▸ **What is needed**: Lines with the word "core" in them are the ones to copy from the records.

▸ **Stored data entries**:
PR #2882, opened 2026-01-29
fix(bug): CVE-2026-25141 jsStringEscape also escape JS comments `/*` and `*/`

melloware:
cc @k14uz @progfay thoughts?

### DIFF
--- a/packages/core/src/utils/string.ts
+++ b/packages/core/src/utils/string.ts
@@ -225,11 +225,13 @@ export function escape(str: string | null, char = "'") {
  * @param input String to escape
  */
 export function jsStringEscape(input: string) {
-  return input.replaceAll(/["'\\\n\r\u2028\u2029]/g, (character) => {
+  return input.replaceAll(/["'\\\n\r\u2028\u2029/*]/g, (character) => {
     switch (character) {
       case '"':
       case "'":
-      case '\\': {
+      case '\\':
+      case '/':
+      case '*': {
         return '\\' + character;
       }
       // Four possible LineTerminator characters need to be escaped:
--- a/packages/core/src/utils/string.test.ts
+++ b/packages/core/src/utils/string.test.ts
@@ -1,6 +1,6 @@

▸ **Solution**:
--- a/packages/core/src/utils/string.ts
+++ b/packages/core/src/utils/string.ts
--- a/packages/core/src/utils/string.test.ts
+++ b/packages/core/src/utils/string.test.ts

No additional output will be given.